Voilà, le soucis supplémentaire étant que c'est une S0, donc même si j'ai pris l'Apple Care celle-ci n'est désormais plus sous garantie (depuis Janvier...). Mais je suis bien curieux d'avoir vos avis sur sur le sujet car je vous avoue que c'est vraiment problématique quand on se dit que son Apple Watch est restée 8h non-stop à afficher une petite pomme blanche


----------



## karl59 (27 Avril 2018)

Merci WatchOS 4.3 tout simplement.
Le problème est connu est devrais être résolu dans une MAJ.
Malheureusement hormis le redémarrage forcer avec un appuis sur les deux boutons aucune solution.
Même si elle n'est plus garantie surtout si tu as pris un modèle en  acier tu peux aller à l apple store est ne pas hésiter à l'ouvrir.
Un produit à 700E qui ne s'allume plus au bout de 3 ans c'est juste inadmissible...
En étant ferme tu auras peut-être un remplacement.......


----------



## Brand72 (27 Avril 2018)

karl59 a dit:


> Merci WatchOS 4.3 tout simplement.
> Le problème est connu est devrais être résolu dans une MAJ.
> Malheureusement hormis le redémarrage forcer avec un appuis sur les deux boutons aucune solution.
> Même si elle n'est plus garantie surtout si tu as pris un modèle en  acier tu peux aller à l apple store est ne pas hésiter à l'ouvrir.
> ...



Ah merci de ta réponse ! Je ne savais pas du tout que c'était un problème venant de watchOS 3... (ils pouvaient pas s'en tenir aux lags hein...).
Je serais bien tenté d'aller l'ouvrir ouais, mais c'est le modèle sport que j'ai.

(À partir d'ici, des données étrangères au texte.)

PR #6205, opened 2026-05-20
fix(dashboard): runtime and request logs

### LINKED ISSUE #6186: Filter runtime logs by environment by default
Runtime logs should always be filtered by environment. Default to `prod`, with an option for the user to also select `preview`.

ogzhanolguncu:
Fixes #6186
This PR fixes default behavior of both request and runtime logs. They should by default target prod env and use 6H as default time interval. 

Motivations behind getting rid of client logic are:

1- ugly and brittle
2- does not allow us to remove default values unless we manipulate url directly coz nuqs is trying to fix the state


chronark (approved):

Flo4604 (approved):
Looks good

PR #6881, opened 2026-07-28
fix: keep keys cached longer

Flo4604:
**Problem:**

Unkey sits directly in the authentication hot path for customers. When the database is degraded, turning a previously verified API key into a 5xx makes our dependency incident a customer outage, even though we still have a last-known-good answer.

A large request burst can make that incident worse: stale refreshes can fill the work queue, and concurrent misses for the same key can multiply into identical database queries. Safe request coalescing must also preserve exact cache-key identity. Verification keys happen to be hashes, but the shared cache also accepts structured keys; reducing arbitrary keys to formatted strings could collide and share the wrong result.

**Solution:**

Keep previously verified keys available as last-known-good data for up to 24 hours while continuing to refresh them in the background. Bound that recovery work: deduplicate refreshes, use the existing ten workers, and drop refresh jobs rather than blocking customer requests when the 1,000-job queue is full.

There are two intentionally different deduplication windows. Cold misses are synchronous, so concurrent callers can share one database lookup while they wait. Stale refreshes must remain asynchronous, so they are reserved from the moment they enter the queue until the worker finishes. Deduplicating only while a refresh is executing would still allow repeated stale requests to fill the queue before a worker starts, and queued duplicates could become new database calls after the first refresh completes.

Coalesce concurrent cold misses by the exact typed cache key so one request loads from the database and the others share its result. The string-only requirement of the underlying singleflight package is contained inside our typed wrapper, where collision-free internal identifiers preserve equality for both hashes and structured keys.

**Impact:**

The normal fresh-cache path is unchanged. During a database outage, known keys continue working instead of returning 5xx responses, and request bursts cannot create unbounded refresh work or duplicate identical cold loads.

This deliberately favors availability for keys we have already verified. A revocation or update may take up to 24 hours to apply if the database remains unreachable. Unknown keys are not accepted without an origin result, so this does not turn verification into a general fail-open path.

**Testing:**

Added regression coverage for serving last-known-good keys beyond ten minutes, deduplicating stale refreshes before enqueue, keeping a saturated refresh queue off the request path, retrying dropped refreshes, coalescing concurrent cold misses, and preserving exact identity for structured singleflight keys.

Targeted cache and key-service suites pass, including race detection. Repository lint and build also pass.

### DIFF
--- a/internal/services/caches/caches.go
+++ b/internal/services/caches/caches.go
@@ -92,9 +92,11 @@ func New(config Config) (Caches, error) {
 		return Caches{}, err
 	}
 
+	// Keep last-known-good keys available through database outages. Successful
+	// refreshes still apply revocations after the short fresh window.
 	verificationKeyByHash, err := cache.New(cache.Config[string, keysdb.CachedKeyData]{
 		Fresh:    10 * time.Second,
-		Stale:    10 * time.Minute,
+		Stale:    24 * time.Hour,
 		MaxSize:  1_000_000,
 		Resource: "verification_key_by_hash",
 		Clock:    config.Clock,
--- a/internal/services/keys/get.go
+++ b/internal/services/keys/get.go
@@ -102,9 +102,71 @@ func (s *service) Get(ctx context.Context, sess *zen.Session, sha256Hash string)
 	}
 
 	key, hit, err := s.keyCache.SWR(ctx, sha256Hash, func(ctx context.Context) (keysdb.CachedKeyData, error) {
-		return s.loadFlight.Do(sha256Hash, func() (keysdb.CachedKeyData, error) {
-			return s.loadCachedKeyData(ctx, sha256Hash)
+		// Use database retry with exponential backoff, skipping non-transient errors
+		var row keysdb.FindKeyForVerificationRow
+		row, err = mysql.WithRetryContext(ctx, func() (keysdb.FindKeyForVerificationRow, error) {
+			return keysdb.Query.FindKeyForVerification(ctx, s.db.RO(), sha256Hash)
 		})
+		if err != nil {
+			return keysdb.CachedKeyData{}, err
+		}
+
+		// Parse IP whitelist once during cache population for performance
+		parsedIPWhitelist := make(map[string]struct{})
+		if row.IpWhitelist.Valid && row.IpWhitelist.String != "" {
+			ips := strings.Split(row.IpWhitelist.String, ",")
+			for _, ip := range ips {
+				trimmed := strings.TrimSpace(ip)
+				if trimmed != "" {
+					parsedIPWhitelist[trimmed] = struct{}{}
+				}
+			}
+		}
+
+		// Decode roles / permissions / ratelimits once during cache population so
+		// that cache hits don't re-parse these JSON columns on every verify call.
+		roles, err := db.UnmarshalNullableJSONTo[[]string](row.Roles)
+		if err != nil {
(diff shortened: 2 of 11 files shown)


perkinsjr:
What about large customers who rely on us? This would reduce the 500x but also reduce the accuracy? Either letting loads of requests through or the opposite blocking a customer who may have been on the edge of a ratelimit window.

Or am I too tired to use my brain?

Flo4604:
too tired :D this is just for saying is this key valid/yes no

Flo4604:
ratelimiting will still be done

perkinsjr:
Ah yes I am dumb enough now I'm re-reading

chronark:
I don't want to derail this too much, but wdyt about using [pkg.go.dev/golang.org/x/sync/singleflight](https://pkg.go.dev/golang.org/x/sync/singleflight) here?
that sounds like exactly what we want for revalidations, no?

Flo4604:
Yeah sure

Flo4604:
changed it mind giving it a look again

chronark:
yuss

chronark:
I don't understand this
```
missFlightMu     sync.Mutex
	missFlightKeys   map[K]string
	nextMissFlightID uint64
```
why can't we just use the hash as singleflight key?

chronark:
the PR does not explain that

Flo4604:
`x/sync/singleflight` doesnt like generics

chronark:
a hash is a string though

Flo4604:
yeah but we are using a generic so its not always a string it can be a string

Flo4604:
could also be a struct

chronark:
or we expect `K` to implement `Stringer` and then just use that to turn it into a string

Flo4604:
yeah we could ill fix it in a sec

chronark:
ok I might not understand the package, but why do we need this
```
c.inflightMu.Lock()
	keysToRevalidate := make([]K, 0, len(keys))
	for _, key := range keys {
		if c.inflightRefreshes[key] {
			continue
		}

		c.inflightRefreshes[key] = true
		keysToRevalidate = append(keysToRevalidate, key)
	}
	c.inflightMu.Unlock()
```
I thought the whole point of `signleflight` is that we could just do this without any locks?
```
for _, key := range keys {
  [c.missFlight.Do](http://c.missFlight.Do)(...)
}
```

chronark:
I need to clone this down and play with it a bit I think

Flo4604:
All the the map does is remembering “this key is already queued or refreshing” so we can return the stale value immediately without queueing duplicates

Flo4604:
cuz singleflight only deduplicates work that is running right now so we need to deduplicate work waiting in the queue before...

if we dont 1k requests for the same key would fill the queue with 1k refresh jobs before the first one starts which would mean we'd drop any new ones

running singleflight before queueing would wait for the origin load(db), which defeats swr since we want to serve stale [](edited-with-Axolo)

Flo4604:
had a chance to check?

chronark:
yes, still noodling on it locally though

chronark:
maybe using singleflight was bait :smile:

Flo4604:
:sweat_smile: yeah nws lmk when you have something I havent given this much more thought til you have something

chronark:
yeah dw, I'm on it

chronark:
okay I am now convinced, that singleflight was the wrong idea here, sorry
I'll revert that, clean up some names and push it to your branch

Flo4604:
@chronark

Et faire 100 bornes pour me faire rembarrer, bof bof. Du coup je contacterais le chat Apple si ce ''bug'' est toujours présent suite à la prochaine MAJ qu'Apple sortira.


----------



## fousfous (27 Avril 2018)

La solution ne serait pas de la reposer sur la galet tout les soirs pendant la nuit sans l'éteindre? J'ai une S0 et elle ne m'a jamais fat ca.


----------



## karl59 (27 Avril 2018)

Ouvre la par téléphone même un modèle sport.
Attend nous parlons d'une montre à 500e qui fait pas 3 ans c'est inadmissible


----------



## Brand72 (27 Avril 2018)

fousfous a dit:


> La solution ne serait pas de la reposer sur la galet tout les soirs pendant la nuit sans l'éteindre? J'ai une S0 et elle ne m'a jamais fat ca.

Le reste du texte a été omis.